● **Prompt**
Output the data exactly, with every line intact.

● **Supplied data**
************

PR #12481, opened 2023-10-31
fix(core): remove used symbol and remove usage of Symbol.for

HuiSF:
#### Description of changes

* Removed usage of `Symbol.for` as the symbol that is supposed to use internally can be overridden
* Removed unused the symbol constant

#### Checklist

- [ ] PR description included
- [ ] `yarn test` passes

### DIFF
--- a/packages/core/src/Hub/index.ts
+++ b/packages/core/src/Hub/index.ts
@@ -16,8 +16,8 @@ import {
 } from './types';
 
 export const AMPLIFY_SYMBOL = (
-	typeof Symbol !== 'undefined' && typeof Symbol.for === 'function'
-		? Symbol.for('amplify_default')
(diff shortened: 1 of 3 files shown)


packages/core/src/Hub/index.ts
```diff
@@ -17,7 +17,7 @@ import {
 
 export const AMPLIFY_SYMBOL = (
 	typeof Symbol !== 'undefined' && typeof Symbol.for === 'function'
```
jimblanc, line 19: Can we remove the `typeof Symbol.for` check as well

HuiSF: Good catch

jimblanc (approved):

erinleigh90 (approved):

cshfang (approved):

************

● **Result of this task**
PR #12481, opened 2023-10-31
fix(core): remove used symbol and remove usage of Symbol.for

HuiSF:
#### Description of changes

* Removed usage of `Symbol.for` as the symbol that is supposed to use internally can be overridden
* Removed unused the symbol constant

#### Checklist

- [ ] PR description included
- [ ] `yarn test` passes

### DIFF
--- a/packages/core/src/Hub/index.ts
+++ b/packages/core/src/Hub/index.ts
@@ -16,8 +16,8 @@ import {
 } from './types';
 
 export const AMPLIFY_SYMBOL = (
-	typeof Symbol !== 'undefined' && typeof Symbol.for === 'function'
-		? Symbol.for('amplify_default')
(diff shortened: 1 of 3 files shown)


packages/core/src/Hub/index.ts
```diff
@@ -17,7 +17,7 @@ import {
 
 export const AMPLIFY_SYMBOL = (
 	typeof Symbol !== 'undefined' && typeof Symbol.for === 'function'
```
jimblanc, line 19: Can we remove the `typeof Symbol.for` check as well

HuiSF: Good catch

jimblanc (approved):

erinleigh90 (approved):

cshfang (approved):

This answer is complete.